■ TASK REQUIREMENTS
In the records below, find the lines that include "this" and copy each.

■ RECORDED INFORMATION
———
PR #1231, opened 2024-03-23
Only preempt simulator testbenches on explicit wait points

whitequark:
Before this commit, testbenches (generators added with `add_testbench`) were not only preemptible after any `yield`, but were *guaranteed* to be preempted by another testbench after *every* yield. This is evil: if you have any race condition between testbenches, which is common, this scheduling strategy will maximize the resulting nondeterminism by interleaving your testbench with every other one as much as possible. This behavior is an outcome of the way `add_testbench` is implemented, which is by yielding `Settle()` after every command.

One can observe that:
- `yield value_like` should never preempt;
- `yield assignable.eq()` in `add_process()` should not preempt, since it only sets a `next` signal state, or appends to `write_queue` of a memory state, and never wakes up processes;
- `yield assignable.eq()` in `add_testbench()` should only preempt if changing `assignable` wakes up an RTL process. (It could potentially also preempt if that wakes up another testbench, but this has no benefit and requires `sim.set()` from RFC 36 to be awaitable, which is not desirable.)

After this commit, `PySimEngine._step()` is implemented with two nested loops instead of one. The outer loop iterates through every testbench and runs it until an explicit wait point (`Settle()`, `Delay()`, or `Tick()`), terminating when no testbenches are runnable. The inner loop is the usual eval/commit loop, running whenever a testbench changes design state.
———
■ EXERCISE RESULT
Before this commit, testbenches (generators added with `add_testbench`) were not only preemptible after any `yield`, but were *guaranteed* to be preempted by another testbench after *every* yield. This is evil: if you have any race condition between testbenches, which is common, this scheduling strategy will maximize the resulting nondeterminism by interleaving your testbench with every other one as much as possible. This behavior is an outcome of the way `add_testbench` is implemented, which is by yielding `Settle()` after every command.
- `yield assignable.eq()` in `add_testbench()` should only preempt if changing `assignable` wakes up an RTL process. (It could potentially also preempt if that wakes up another testbench, but this has no benefit and requires `sim.set()` from RFC 36 to be awaitable, which is not desirable.)
After this commit, `PySimEngine._step()` is implemented with two nested loops instead of one. The outer loop iterates through every testbench and runs it until an explicit wait point (`Settle()`, `Delay()`, or `Tick()`), terminating when no testbenches are runnable. The inner loop is the usual eval/commit loop, running whenever a testbench changes design state.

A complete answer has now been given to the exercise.